* EXERCISE GOAL:
Starting with the first line and ending with the last, transcribe the data exactly.

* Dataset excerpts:
- - - -

PR #507, opened 2020-05-12
Fix ReferenceError in compilePackages peer validation

72636c:
```
Error validating peer dependencies
ReferenceError: compilePackage is not defined
    at module.exports (/workdir/node_modules/sku/lib/validatePeersDeps.js:90:30)
```


72636c:
🍴 #508

PR #522, opened 2020-06-19
feat: 🎸 HTTPS for devServer and expose devServer middleware

willhackett:
New authentication flows and tooling surrounding authentication require HTTPS which makes local development tricky when using custom domains.

This feature plans to introduce `https` support for the Webpack Dev Server but also expose the `express` middleware within to allow further extension.


willhackett:
Closed in favour of: https://github.com/seek-oss/sku/pull/523

PR #523, opened 2020-06-24
feat: 🎸 HTTPS for devServer and expose devServer middleware

willhackett:
New authentication flows and tooling surrounding authentication require HTTPS which makes local development tricky when using custom domains.

This feature plans to introduce https support for the Webpack Dev Server but also expose the express middleware within to allow further extension.


entry/server/index.js
```diff
@@ -22,15 +23,36 @@ const startCallback = () => {
...
-    server.on('request', app);
-    currentApp = app;
-  });
-} else {
-  app.listen(port, startCallback);
-}
+(async () => {
+  if (module.hot) {
+    if (__SKU_DEV_MIDDLEWARE_ENABLED__) {
+      console.log(`PATH IS ${__SKU_DEV_MIDDLEWARE_PATH__}`);
```
mattcompiles, line 29: Left a console.log

lib/certificate.js
```diff
@@ -0,0 +1,108 @@
...
+      },
+      {
+        name: 'subjectAltName',
+        altNames,
+      },
+    ],
+  });
+};
+
+const generateCertificate = async (certificatePath, certificateDirPath) => {
```
mattcompiles, line 69: Might be worth adding a timing metric around this so we can see who's using the feature and how long it's taking.

context/configSchema.js
```diff
@@ -164,4 +164,8 @@ module.exports = validator.compile({
     type: 'array',
     items: { type: 'string' },
   },
+  useHttpsDevServer: {
+    type: 'boolean',
+    optional: true,
```
mattcompiles, line 169: Because we validate the merged default config this is actually required.

context/configSchema.js
```diff
@@ -164,4 +164,8 @@ module.exports = validator.compile({
     type: 'array',
     items: { type: 'string' },
   },
+  useHttpsDevServer: {
```
mattcompiles, line 167: Need to add a schema for `devServerMiddleware` as well

context/index.js
```diff
@@ -130,4 +139,7 @@ module.exports = {
   orderImports: Boolean(skuConfig.orderImports),
   cspEnabled: skuConfig.cspEnabled,
   cspExtraScriptSrcHosts: skuConfig.cspExtraScriptSrcHosts,
+  useHttpsDevServer: skuConfig.useHttpsDevServer,
+  devServerMiddleware,
```
mattcompiles, line 143: This is available via the `paths` key already. Can we remove this one?

context/defaultSkuConfig.js
```diff
@@ -48,4 +48,6 @@ module.exports = {
   orderImports: false,
   cspEnabled: false,
   cspExtraScriptSrcHosts: [],
+  useHttpsDevServer: false,
+  devServerMiddleware: null,
```
mattcompiles, line 52: Should this be `dev-middleware.js`? I don't anywhere else that it does the defaulting.

context/index.js
```diff
@@ -63,7 +63,16 @@ const publicPath = skuConfig.publicPath.endsWith('/')
   ? skuConfig.publicPath
   : `${skuConfig.publicPath}/`;
 
+const devServerMiddleware =
+  skuConfig.devServerMiddleware &&
+  getPathFromCwd(skuConfig.devServerMiddleware);
+
+const useDevServerMiddleware = devServerMiddleware
```
mattcompiles, line 70: Maybe we should throw an error if the dev middleware file doesn't exist? Otherwise people might be confused why it's not working.

entry/server/server.js
```diff
@@ -10,7 +10,7 @@ const csp = __SKU_CSP__;
 
 const serverOptions = serverExports({ publicPath });
 
-const { renderCallback, middleware, onStart } = serverOptions;
+const { middleware, onStart, renderCallback } = serverOptions;
```
mattcompiles, line 13: No biggy, but these changes are redundant.

lib/certificate.js
```diff
@@ -0,0 +1,114 @@
...
+const { hosts } = require('../context');
+const { performance } = require('perf_hooks');
+const track = require('../telemetry');
+
+const exists = promisify(fs.exists);
+const mkdir = promisify(fs.mkdir);
+const unlink = promisify(fs.unlink);
+const writeFile = promisify(fs.writeFile);
+const stat = promisify(fs.stat);
+const readFile = promisify(fs.readFile);
```
mattcompiles, line 16: I would suggest just importing from `fs-extra` as it support promises natively.

lib/certificate.js
```diff
@@ -0,0 +1,114 @@
...
+    ],
+  });
+};
+
+const generateCertificate = async (certificatePath, certificateDirPath) => {
+  const startTime = performance.now();
+
+  const pems = await createSelfSignedCertificate();
+
+  const certificateDirExists = await exists(certificateDirPath);
```
mattcompiles, line 76: You should use the sync version of exists as otherwise the file may/may not exist by the next tick. https://nodejs.org/api/fs.html#fs_fs_exists_path_callback

lib/certificate.js
```diff
@@ -0,0 +1,114 @@
...
+  return pems.private + pems.cert;
+};
+
+const getCertificate = async (certificateDirName = '.ssl') => {
+  const certificateDirPath = getPathFromCwd(`./${certificateDirName}`);
+  const certificatePath = getPathFromCwd(
+    `./${certificateDirName}/self-signed.pem`,
+  );
+
+  const certificateExists = await exists(certificatePath);
```
mattcompiles, line 95: Same here

test/test-cases/sku-with-https/sku-with-https.test.js
```diff
@@ -0,0 +1,100 @@
...
+    afterAll(async () => {
+      await process.kill();
+    });
+
+    it('should start a development server', async () => {
+      const snapshot = await getAppSnapshot(url);
+      expect(snapshot).toMatchSnapshot();
+    });
+    it('should support the supplied middleware', async () => {
+      const snapshot = await getAppSnapshot(`${url}/test-middleware`);
```
mattcompiles, line 52: Not sure `getAppSnapshot` is right for this use case. Maybe just validate it returns a 200?

context/defaultSkuConfig.js
willhackett: I'd like them to manually specify it for it to be activated.

context/index.js
willhackett: Where's the best place to throw an error?

```
if (devServerMiddleware && fs.existsSync(devServerMiddleware) === false) {
    throw new Error(`${devServerMiddleware} does not exist. Please create it and try again.`);
}
```

context/defaultSkuConfig.js
mattcompiles: > Place a `dev-middleware.js` file in the root of the project. The file must export a function that will receive the express server.

Docs seems to say that's the default file though. Maybe just make the docs clearer that you need to supply a path to a file then.

test/test-cases/sku-with-https/sku-with-https.test.js
willhackett: I just wanted to make sure the body was present — perhaps not necessary?

context/index.js
mattcompiles: The context file is fine. This seems fine to me 👍

test/test-cases/sku-with-https/sku-with-https.test.js
mattcompiles: Happy to leave it for now then.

- - - -

* THE COMPLETED TASK:
PR #507, opened 2020-05-12
Fix ReferenceError in compilePackages peer validation

72636c:
```
Error validating peer dependencies
ReferenceError: compilePackage is not defined
    at module.exports (/workdir/node_modules/sku/lib/validatePeersDeps.js:90:30)
```


72636c:
🍴 #508

PR #522, opened 2020-06-19
feat: 🎸 HTTPS for devServer and expose devServer middleware

willhackett:
New authentication flows and tooling surrounding authentication require HTTPS which makes local development tricky when using custom domains.

This feature plans to introduce `https` support for the Webpack Dev Server but also expose the `express` middleware within to allow further extension.


willhackett:
Closed in favour of: https://github.com/seek-oss/sku/pull/523

PR #523, opened 2020-06-24
feat: 🎸 HTTPS for devServer and expose devServer middleware

willhackett:
New authentication flows and tooling surrounding authentication require HTTPS which makes local development tricky when using custom domains.

This feature plans to introduce https support for the Webpack Dev Server but also expose the express middleware within to allow further extension.


entry/server/index.js
```diff
@@ -22,15 +23,36 @@ const startCallback = () => {
...
-    server.on('request', app);
-    currentApp = app;
-  });
-} else {
-  app.listen(port, startCallback);
-}
+(async () => {
+  if (module.hot) {
+    if (__SKU_DEV_MIDDLEWARE_ENABLED__) {
+      console.log(`PATH IS ${__SKU_DEV_MIDDLEWARE_PATH__}`);
```
mattcompiles, line 29: Left a console.log

lib/certificate.js
```diff
@@ -0,0 +1,108 @@
...
+      },
+      {
+        name: 'subjectAltName',
+        altNames,
+      },
+    ],
+  });
+};
+
+const generateCertificate = async (certificatePath, certificateDirPath) => {
```
mattcompiles, line 69: Might be worth adding a timing metric around this so we can see who's using the feature and how long it's taking.

context/configSchema.js
```diff
@@ -164,4 +164,8 @@ module.exports = validator.compile({
     type: 'array',
     items: { type: 'string' },
   },
+  useHttpsDevServer: {
+    type: 'boolean',
+    optional: true,
```
mattcompiles, line 169: Because we validate the merged default config this is actually required.

context/configSchema.js
```diff
@@ -164,4 +164,8 @@ module.exports = validator.compile({
     type: 'array',
     items: { type: 'string' },
   },
+  useHttpsDevServer: {
```
mattcompiles, line 167: Need to add a schema for `devServerMiddleware` as well

context/index.js
```diff
@@ -130,4 +139,7 @@ module.exports = {
   orderImports: Boolean(skuConfig.orderImports),
   cspEnabled: skuConfig.cspEnabled,
   cspExtraScriptSrcHosts: skuConfig.cspExtraScriptSrcHosts,
+  useHttpsDevServer: skuConfig.useHttpsDevServer,
+  devServerMiddleware,
```
mattcompiles, line 143: This is available via the `paths` key already. Can we remove this one?

context/defaultSkuConfig.js
```diff
@@ -48,4 +48,6 @@ module.exports = {
   orderImports: false,
   cspEnabled: false,
   cspExtraScriptSrcHosts: [],
+  useHttpsDevServer: false,
+  devServerMiddleware: null,
```
mattcompiles, line 52: Should this be `dev-middleware.js`? I don't anywhere else that it does the defaulting.

context/index.js
```diff
@@ -63,7 +63,16 @@ const publicPath = skuConfig.publicPath.endsWith('/')
   ? skuConfig.publicPath
   : `${skuConfig.publicPath}/`;
 
+const devServerMiddleware =
+  skuConfig.devServerMiddleware &&
+  getPathFromCwd(skuConfig.devServerMiddleware);
+
+const useDevServerMiddleware = devServerMiddleware
```
mattcompiles, line 70: Maybe we should throw an error if the dev middleware file doesn't exist? Otherwise people might be confused why it's not working.

entry/server/server.js
```diff
@@ -10,7 +10,7 @@ const csp = __SKU_CSP__;
 
 const serverOptions = serverExports({ publicPath });
 
-const { renderCallback, middleware, onStart } = serverOptions;
+const { middleware, onStart, renderCallback } = serverOptions;
```
mattcompiles, line 13: No biggy, but these changes are redundant.

lib/certificate.js
```diff
@@ -0,0 +1,114 @@
...
+const { hosts } = require('../context');
+const { performance } = require('perf_hooks');
+const track = require('../telemetry');
+
+const exists = promisify(fs.exists);
+const mkdir = promisify(fs.mkdir);
+const unlink = promisify(fs.unlink);
+const writeFile = promisify(fs.writeFile);
+const stat = promisify(fs.stat);
+const readFile = promisify(fs.readFile);
```
mattcompiles, line 16: I would suggest just importing from `fs-extra` as it support promises natively.

lib/certificate.js
```diff
@@ -0,0 +1,114 @@
...
+    ],
+  });
+};
+
+const generateCertificate = async (certificatePath, certificateDirPath) => {
+  const startTime = performance.now();
+
+  const pems = await createSelfSignedCertificate();
+
+  const certificateDirExists = await exists(certificateDirPath);
```
mattcompiles, line 76: You should use the sync version of exists as otherwise the file may/may not exist by the next tick. https://nodejs.org/api/fs.html#fs_fs_exists_path_callback

lib/certificate.js
```diff
@@ -0,0 +1,114 @@
...
+  return pems.private + pems.cert;
+};
+
+const getCertificate = async (certificateDirName = '.ssl') => {
+  const certificateDirPath = getPathFromCwd(`./${certificateDirName}`);
+  const certificatePath = getPathFromCwd(
+    `./${certificateDirName}/self-signed.pem`,
+  );
+
+  const certificateExists = await exists(certificatePath);
```
mattcompiles, line 95: Same here

test/test-cases/sku-with-https/sku-with-https.test.js
```diff
@@ -0,0 +1,100 @@
...
+    afterAll(async () => {
+      await process.kill();
+    });
+
+    it('should start a development server', async () => {
+      const snapshot = await getAppSnapshot(url);
+      expect(snapshot).toMatchSnapshot();
+    });
+    it('should support the supplied middleware', async () => {
+      const snapshot = await getAppSnapshot(`${url}/test-middleware`);
```
mattcompiles, line 52: Not sure `getAppSnapshot` is right for this use case. Maybe just validate it returns a 200?

context/defaultSkuConfig.js
willhackett: I'd like them to manually specify it for it to be activated.

context/index.js
willhackett: Where's the best place to throw an error?

```
if (devServerMiddleware && fs.existsSync(devServerMiddleware) === false) {
    throw new Error(`${devServerMiddleware} does not exist. Please create it and try again.`);
}
```

context/defaultSkuConfig.js
mattcompiles: > Place a `dev-middleware.js` file in the root of the project. The file must export a function that will receive the express server.

Docs seems to say that's the default file though. Maybe just make the docs clearer that you need to supply a path to a file then.

test/test-cases/sku-with-https/sku-with-https.test.js
willhackett: I just wanted to make sure the body was present — perhaps not necessary?

context/index.js
mattcompiles: The context file is fine. This seems fine to me 👍

test/test-cases/sku-with-https/sku-with-https.test.js
mattcompiles: Happy to leave it for now then.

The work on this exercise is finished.